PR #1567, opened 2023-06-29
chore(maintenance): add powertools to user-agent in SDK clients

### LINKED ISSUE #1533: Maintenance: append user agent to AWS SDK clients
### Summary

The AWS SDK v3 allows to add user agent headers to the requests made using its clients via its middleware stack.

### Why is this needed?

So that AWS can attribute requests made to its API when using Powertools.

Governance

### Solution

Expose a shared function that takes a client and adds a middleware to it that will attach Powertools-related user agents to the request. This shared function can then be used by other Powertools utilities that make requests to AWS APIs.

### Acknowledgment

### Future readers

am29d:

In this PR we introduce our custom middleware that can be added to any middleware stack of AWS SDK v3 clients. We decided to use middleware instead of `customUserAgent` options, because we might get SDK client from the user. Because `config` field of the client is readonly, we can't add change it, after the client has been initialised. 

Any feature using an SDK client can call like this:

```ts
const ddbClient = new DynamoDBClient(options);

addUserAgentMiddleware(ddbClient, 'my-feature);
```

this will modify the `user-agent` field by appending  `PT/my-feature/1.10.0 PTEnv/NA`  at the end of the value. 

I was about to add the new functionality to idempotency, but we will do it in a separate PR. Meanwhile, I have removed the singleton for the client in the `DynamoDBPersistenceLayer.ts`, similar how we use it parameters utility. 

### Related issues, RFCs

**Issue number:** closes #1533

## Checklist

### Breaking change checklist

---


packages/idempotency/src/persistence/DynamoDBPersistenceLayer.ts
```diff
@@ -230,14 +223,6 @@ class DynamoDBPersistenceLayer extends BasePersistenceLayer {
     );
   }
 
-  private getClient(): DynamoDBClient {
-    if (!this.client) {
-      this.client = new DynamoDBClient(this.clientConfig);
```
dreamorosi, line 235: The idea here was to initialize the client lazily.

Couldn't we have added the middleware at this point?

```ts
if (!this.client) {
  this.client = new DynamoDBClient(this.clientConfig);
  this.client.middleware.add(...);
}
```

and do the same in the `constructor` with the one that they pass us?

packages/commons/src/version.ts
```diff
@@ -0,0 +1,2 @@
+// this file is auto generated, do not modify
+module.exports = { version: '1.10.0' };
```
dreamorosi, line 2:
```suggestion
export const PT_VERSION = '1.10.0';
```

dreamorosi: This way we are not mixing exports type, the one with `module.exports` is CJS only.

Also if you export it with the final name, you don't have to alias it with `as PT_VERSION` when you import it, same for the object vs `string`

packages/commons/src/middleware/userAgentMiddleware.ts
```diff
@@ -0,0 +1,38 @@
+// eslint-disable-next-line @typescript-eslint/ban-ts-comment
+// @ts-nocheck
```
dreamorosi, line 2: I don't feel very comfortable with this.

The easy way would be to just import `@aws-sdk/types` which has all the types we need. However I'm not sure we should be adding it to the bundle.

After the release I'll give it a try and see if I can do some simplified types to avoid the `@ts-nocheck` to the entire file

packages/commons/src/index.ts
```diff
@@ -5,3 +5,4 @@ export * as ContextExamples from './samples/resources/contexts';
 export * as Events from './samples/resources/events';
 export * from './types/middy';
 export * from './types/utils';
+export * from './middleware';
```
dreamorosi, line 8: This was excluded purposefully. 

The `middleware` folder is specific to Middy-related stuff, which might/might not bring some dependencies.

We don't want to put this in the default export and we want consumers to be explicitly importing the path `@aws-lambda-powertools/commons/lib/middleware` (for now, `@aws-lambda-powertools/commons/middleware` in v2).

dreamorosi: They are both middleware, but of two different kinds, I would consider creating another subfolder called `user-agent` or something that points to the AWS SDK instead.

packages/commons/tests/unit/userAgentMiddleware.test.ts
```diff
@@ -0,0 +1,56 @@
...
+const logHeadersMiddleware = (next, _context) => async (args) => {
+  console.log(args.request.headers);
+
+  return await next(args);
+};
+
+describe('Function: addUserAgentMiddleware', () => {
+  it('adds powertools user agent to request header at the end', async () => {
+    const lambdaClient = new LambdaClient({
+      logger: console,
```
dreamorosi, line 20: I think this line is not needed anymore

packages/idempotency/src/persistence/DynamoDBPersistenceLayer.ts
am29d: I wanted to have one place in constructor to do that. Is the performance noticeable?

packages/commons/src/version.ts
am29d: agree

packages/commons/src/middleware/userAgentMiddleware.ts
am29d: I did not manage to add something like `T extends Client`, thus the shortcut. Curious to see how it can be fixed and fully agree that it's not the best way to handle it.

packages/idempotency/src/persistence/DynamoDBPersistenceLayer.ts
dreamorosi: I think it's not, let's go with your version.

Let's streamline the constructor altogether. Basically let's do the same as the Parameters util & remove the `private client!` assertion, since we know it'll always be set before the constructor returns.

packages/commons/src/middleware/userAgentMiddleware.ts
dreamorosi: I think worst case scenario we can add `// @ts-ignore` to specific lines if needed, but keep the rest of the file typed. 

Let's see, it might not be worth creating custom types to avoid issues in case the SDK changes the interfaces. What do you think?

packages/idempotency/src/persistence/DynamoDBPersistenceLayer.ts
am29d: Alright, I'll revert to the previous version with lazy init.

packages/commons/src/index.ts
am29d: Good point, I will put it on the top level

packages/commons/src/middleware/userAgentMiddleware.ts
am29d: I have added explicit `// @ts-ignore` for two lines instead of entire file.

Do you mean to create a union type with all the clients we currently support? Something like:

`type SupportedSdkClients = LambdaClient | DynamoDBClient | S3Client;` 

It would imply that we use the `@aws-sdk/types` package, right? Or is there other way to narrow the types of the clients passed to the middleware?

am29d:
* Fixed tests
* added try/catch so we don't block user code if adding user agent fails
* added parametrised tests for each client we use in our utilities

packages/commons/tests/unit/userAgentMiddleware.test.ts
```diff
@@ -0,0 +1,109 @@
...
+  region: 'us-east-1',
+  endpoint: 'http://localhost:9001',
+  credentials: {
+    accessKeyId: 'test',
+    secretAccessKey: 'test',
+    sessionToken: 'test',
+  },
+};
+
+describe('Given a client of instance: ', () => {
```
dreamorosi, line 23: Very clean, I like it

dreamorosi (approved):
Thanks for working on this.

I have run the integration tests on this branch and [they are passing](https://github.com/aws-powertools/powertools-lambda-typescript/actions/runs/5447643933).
################
- **WHAT THE TASK ASKS**
Everything from the first line of the data through the line containing "this will modify" should be echoed exactly. Add nothing.

- **SOLUTION FOR THIS PROBLEM**
PR #1567, opened 2023-06-29
chore(maintenance): add powertools to user-agent in SDK clients

### LINKED ISSUE #1533: Maintenance: append user agent to AWS SDK clients
### Summary

The AWS SDK v3 allows to add user agent headers to the requests made using its clients via its middleware stack.

### Why is this needed?

So that AWS can attribute requests made to its API when using Powertools.

Governance

### Solution

Expose a shared function that takes a client and adds a middleware to it that will attach Powertools-related user agents to the request. This shared function can then be used by other Powertools utilities that make requests to AWS APIs.

### Acknowledgment

### Future readers

am29d:

In this PR we introduce our custom middleware that can be added to any middleware stack of AWS SDK v3 clients. We decided to use middleware instead of `customUserAgent` options, because we might get SDK client from the user. Because `config` field of the client is readonly, we can't add change it, after the client has been initialised. 

Any feature using an SDK client can call like this:

```ts
const ddbClient = new DynamoDBClient(options);

addUserAgentMiddleware(ddbClient, 'my-feature);
```

this will modify the `user-agent` field by appending  `PT/my-feature/1.10.0 PTEnv/NA`  at the end of the value. 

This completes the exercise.